What is needed: When every entry has been read, print each one back exactly.

[Supplied records — start]

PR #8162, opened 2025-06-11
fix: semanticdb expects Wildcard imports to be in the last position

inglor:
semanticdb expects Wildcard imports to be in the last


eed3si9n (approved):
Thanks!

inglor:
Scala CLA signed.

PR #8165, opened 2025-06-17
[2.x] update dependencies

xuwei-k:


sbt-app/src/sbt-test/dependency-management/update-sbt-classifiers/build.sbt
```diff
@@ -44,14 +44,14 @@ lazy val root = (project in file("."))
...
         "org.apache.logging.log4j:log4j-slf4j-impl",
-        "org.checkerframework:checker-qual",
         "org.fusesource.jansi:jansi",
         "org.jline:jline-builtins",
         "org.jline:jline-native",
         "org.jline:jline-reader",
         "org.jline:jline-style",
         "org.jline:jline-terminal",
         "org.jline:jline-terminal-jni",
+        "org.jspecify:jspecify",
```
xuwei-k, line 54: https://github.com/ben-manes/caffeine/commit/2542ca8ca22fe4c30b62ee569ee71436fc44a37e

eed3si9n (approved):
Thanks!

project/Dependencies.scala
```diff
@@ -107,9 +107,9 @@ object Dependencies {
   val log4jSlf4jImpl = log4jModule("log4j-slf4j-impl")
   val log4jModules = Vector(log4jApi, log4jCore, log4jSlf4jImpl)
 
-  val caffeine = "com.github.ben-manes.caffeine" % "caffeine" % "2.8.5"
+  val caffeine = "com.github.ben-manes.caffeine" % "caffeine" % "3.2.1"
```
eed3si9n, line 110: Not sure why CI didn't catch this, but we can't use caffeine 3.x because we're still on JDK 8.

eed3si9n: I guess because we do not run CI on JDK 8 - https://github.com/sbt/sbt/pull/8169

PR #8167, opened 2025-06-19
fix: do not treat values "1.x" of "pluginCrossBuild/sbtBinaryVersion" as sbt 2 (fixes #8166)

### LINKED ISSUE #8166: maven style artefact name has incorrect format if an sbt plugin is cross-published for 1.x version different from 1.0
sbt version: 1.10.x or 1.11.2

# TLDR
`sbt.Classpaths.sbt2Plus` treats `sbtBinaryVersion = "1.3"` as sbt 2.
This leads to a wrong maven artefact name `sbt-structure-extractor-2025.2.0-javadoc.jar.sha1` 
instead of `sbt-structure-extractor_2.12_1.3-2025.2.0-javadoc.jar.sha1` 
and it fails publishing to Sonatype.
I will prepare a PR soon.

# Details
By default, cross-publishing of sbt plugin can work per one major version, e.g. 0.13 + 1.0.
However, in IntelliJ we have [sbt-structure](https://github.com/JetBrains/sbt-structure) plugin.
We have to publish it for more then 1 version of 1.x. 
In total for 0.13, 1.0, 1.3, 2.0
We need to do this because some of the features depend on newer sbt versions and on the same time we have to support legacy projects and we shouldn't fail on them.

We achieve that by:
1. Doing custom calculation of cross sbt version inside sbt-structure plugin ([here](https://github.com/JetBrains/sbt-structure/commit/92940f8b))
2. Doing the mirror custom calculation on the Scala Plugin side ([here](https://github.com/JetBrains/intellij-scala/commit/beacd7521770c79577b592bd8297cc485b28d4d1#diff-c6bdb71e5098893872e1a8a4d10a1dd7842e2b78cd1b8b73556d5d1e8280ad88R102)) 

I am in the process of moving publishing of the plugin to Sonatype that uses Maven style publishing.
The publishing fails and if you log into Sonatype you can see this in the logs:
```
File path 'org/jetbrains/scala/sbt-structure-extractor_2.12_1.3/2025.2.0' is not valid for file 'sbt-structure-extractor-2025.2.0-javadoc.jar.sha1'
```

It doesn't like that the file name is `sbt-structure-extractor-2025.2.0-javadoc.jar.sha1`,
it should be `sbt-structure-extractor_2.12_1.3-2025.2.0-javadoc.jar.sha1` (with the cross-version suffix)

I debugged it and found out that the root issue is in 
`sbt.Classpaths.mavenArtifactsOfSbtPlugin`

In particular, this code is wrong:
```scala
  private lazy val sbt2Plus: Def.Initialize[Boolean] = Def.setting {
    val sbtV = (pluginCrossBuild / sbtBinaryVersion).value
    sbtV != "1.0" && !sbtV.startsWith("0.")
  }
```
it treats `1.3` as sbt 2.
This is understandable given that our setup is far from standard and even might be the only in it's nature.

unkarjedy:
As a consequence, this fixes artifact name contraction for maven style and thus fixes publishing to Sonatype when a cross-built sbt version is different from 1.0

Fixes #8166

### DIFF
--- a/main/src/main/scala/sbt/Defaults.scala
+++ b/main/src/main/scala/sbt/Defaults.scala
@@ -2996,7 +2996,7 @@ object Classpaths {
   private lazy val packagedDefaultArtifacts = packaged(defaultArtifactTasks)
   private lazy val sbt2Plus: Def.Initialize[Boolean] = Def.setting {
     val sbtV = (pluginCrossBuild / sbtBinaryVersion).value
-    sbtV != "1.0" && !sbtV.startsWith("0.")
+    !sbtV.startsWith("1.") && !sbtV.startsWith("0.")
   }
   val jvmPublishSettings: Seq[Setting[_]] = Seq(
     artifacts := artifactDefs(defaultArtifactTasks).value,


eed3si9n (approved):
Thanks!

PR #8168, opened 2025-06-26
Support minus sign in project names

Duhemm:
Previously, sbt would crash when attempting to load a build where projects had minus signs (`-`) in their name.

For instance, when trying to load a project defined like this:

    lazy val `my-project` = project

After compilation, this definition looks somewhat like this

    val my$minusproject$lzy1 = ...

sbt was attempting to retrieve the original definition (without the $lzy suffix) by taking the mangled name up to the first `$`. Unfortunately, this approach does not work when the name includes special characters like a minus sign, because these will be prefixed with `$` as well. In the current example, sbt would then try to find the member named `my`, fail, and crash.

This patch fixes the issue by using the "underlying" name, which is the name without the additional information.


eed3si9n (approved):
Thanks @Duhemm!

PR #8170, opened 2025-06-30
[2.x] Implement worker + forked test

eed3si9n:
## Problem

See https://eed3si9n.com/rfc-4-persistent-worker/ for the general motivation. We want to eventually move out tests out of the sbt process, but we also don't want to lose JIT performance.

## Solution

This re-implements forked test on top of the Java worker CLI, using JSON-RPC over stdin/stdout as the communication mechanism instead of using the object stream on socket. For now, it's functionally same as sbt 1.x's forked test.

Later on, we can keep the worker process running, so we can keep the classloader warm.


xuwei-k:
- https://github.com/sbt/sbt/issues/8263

[Supplied records — finish]

Exercise output:
PR #8162, opened 2025-06-11
fix: semanticdb expects Wildcard imports to be in the last position

inglor:
semanticdb expects Wildcard imports to be in the last


eed3si9n (approved):
Thanks!

inglor:
Scala CLA signed.

PR #8165, opened 2025-06-17
[2.x] update dependencies

xuwei-k:


sbt-app/src/sbt-test/dependency-management/update-sbt-classifiers/build.sbt
```diff
@@ -44,14 +44,14 @@ lazy val root = (project in file("."))
...
         "org.apache.logging.log4j:log4j-slf4j-impl",
-        "org.checkerframework:checker-qual",
         "org.fusesource.jansi:jansi",
         "org.jline:jline-builtins",
         "org.jline:jline-native",
         "org.jline:jline-reader",
         "org.jline:jline-style",
         "org.jline:jline-terminal",
         "org.jline:jline-terminal-jni",
+        "org.jspecify:jspecify",
```
xuwei-k, line 54: https://github.com/ben-manes/caffeine/commit/2542ca8ca22fe4c30b62ee569ee71436fc44a37e

eed3si9n (approved):
Thanks!

project/Dependencies.scala
```diff
@@ -107,9 +107,9 @@ object Dependencies {
   val log4jSlf4jImpl = log4jModule("log4j-slf4j-impl")
   val log4jModules = Vector(log4jApi, log4jCore, log4jSlf4jImpl)
 
-  val caffeine = "com.github.ben-manes.caffeine" % "caffeine" % "2.8.5"
+  val caffeine = "com.github.ben-manes.caffeine" % "caffeine" % "3.2.1"
```
eed3si9n, line 110: Not sure why CI didn't catch this, but we can't use caffeine 3.x because we're still on JDK 8.

eed3si9n: I guess because we do not run CI on JDK 8 - https://github.com/sbt/sbt/pull/8169

PR #8167, opened 2025-06-19
fix: do not treat values "1.x" of "pluginCrossBuild/sbtBinaryVersion" as sbt 2 (fixes #8166)

### LINKED ISSUE #8166: maven style artefact name has incorrect format if an sbt plugin is cross-published for 1.x version different from 1.0
sbt version: 1.10.x or 1.11.2

# TLDR
`sbt.Classpaths.sbt2Plus` treats `sbtBinaryVersion = "1.3"` as sbt 2.
This leads to a wrong maven artefact name `sbt-structure-extractor-2025.2.0-javadoc.jar.sha1` 
instead of `sbt-structure-extractor_2.12_1.3-2025.2.0-javadoc.jar.sha1` 
and it fails publishing to Sonatype.
I will prepare a PR soon.

# Details
By default, cross-publishing of sbt plugin can work per one major version, e.g. 0.13 + 1.0.
However, in IntelliJ we have [sbt-structure](https://github.com/JetBrains/sbt-structure) plugin.
We have to publish it for more then 1 version of 1.x. 
In total for 0.13, 1.0, 1.3, 2.0
We need to do this because some of the features depend on newer sbt versions and on the same time we have to support legacy projects and we shouldn't fail on them.

We achieve that by:
1. Doing custom calculation of cross sbt version inside sbt-structure plugin ([here](https://github.com/JetBrains/sbt-structure/commit/92940f8b))
2. Doing the mirror custom calculation on the Scala Plugin side ([here](https://github.com/JetBrains/intellij-scala/commit/beacd7521770c79577b592bd8297cc485b28d4d1#diff-c6bdb71e5098893872e1a8a4d10a1dd7842e2b78cd1b8b73556d5d1e8280ad88R102)) 

I am in the process of moving publishing of the plugin to Sonatype that uses Maven style publishing.
The publishing fails and if you log into Sonatype you can see this in the logs:
```
File path 'org/jetbrains/scala/sbt-structure-extractor_2.12_1.3/2025.2.0' is not valid for file 'sbt-structure-extractor-2025.2.0-javadoc.jar.sha1'
```

It doesn't like that the file name is `sbt-structure-extractor-2025.2.0-javadoc.jar.sha1`,
it should be `sbt-structure-extractor_2.12_1.3-2025.2.0-javadoc.jar.sha1` (with the cross-version suffix)

I debugged it and found out that the root issue is in 
`sbt.Classpaths.mavenArtifactsOfSbtPlugin`

In particular, this code is wrong:
```scala
  private lazy val sbt2Plus: Def.Initialize[Boolean] = Def.setting {
    val sbtV = (pluginCrossBuild / sbtBinaryVersion).value
    sbtV != "1.0" && !sbtV.startsWith("0.")
  }
```
it treats `1.3` as sbt 2.
This is understandable given that our setup is far from standard and even might be the only in it's nature.

unkarjedy:
As a consequence, this fixes artifact name contraction for maven style and thus fixes publishing to Sonatype when a cross-built sbt version is different from 1.0

Fixes #8166

### DIFF
--- a/main/src/main/scala/sbt/Defaults.scala
+++ b/main/src/main/scala/sbt/Defaults.scala
@@ -2996,7 +2996,7 @@ object Classpaths {
   private lazy val packagedDefaultArtifacts = packaged(defaultArtifactTasks)
   private lazy val sbt2Plus: Def.Initialize[Boolean] = Def.setting {
     val sbtV = (pluginCrossBuild / sbtBinaryVersion).value
-    sbtV != "1.0" && !sbtV.startsWith("0.")
+    !sbtV.startsWith("1.") && !sbtV.startsWith("0.")
   }
   val jvmPublishSettings: Seq[Setting[_]] = Seq(
     artifacts := artifactDefs(defaultArtifactTasks).value,


eed3si9n (approved):
Thanks!

PR #8168, opened 2025-06-26
Support minus sign in project names

Duhemm:
Previously, sbt would crash when attempting to load a build where projects had minus signs (`-`) in their name.

For instance, when trying to load a project defined like this:

    lazy val `my-project` = project

After compilation, this definition looks somewhat like this

    val my$minusproject$lzy1 = ...

sbt was attempting to retrieve the original definition (without the $lzy suffix) by taking the mangled name up to the first `$`. Unfortunately, this approach does not work when the name includes special characters like a minus sign, because these will be prefixed with `$` as well. In the current example, sbt would then try to find the member named `my`, fail, and crash.

This patch fixes the issue by using the "underlying" name, which is the name without the additional information.


eed3si9n (approved):
Thanks @Duhemm!

PR #8170, opened 2025-06-30
[2.x] Implement worker + forked test

eed3si9n:
## Problem

See https://eed3si9n.com/rfc-4-persistent-worker/ for the general motivation. We want to eventually move out tests out of the sbt process, but we also don't want to lose JIT performance.

## Solution

This re-implements forked test on top of the Java worker CLI, using JSON-RPC over stdin/stdout as the communication mechanism instead of using the object stream on socket. For now, it's functionally same as sbt 1.x's forked test.

Later on, we can keep the worker process running, so we can keep the classloader warm.


xuwei-k:
- https://github.com/sbt/sbt/issues/8263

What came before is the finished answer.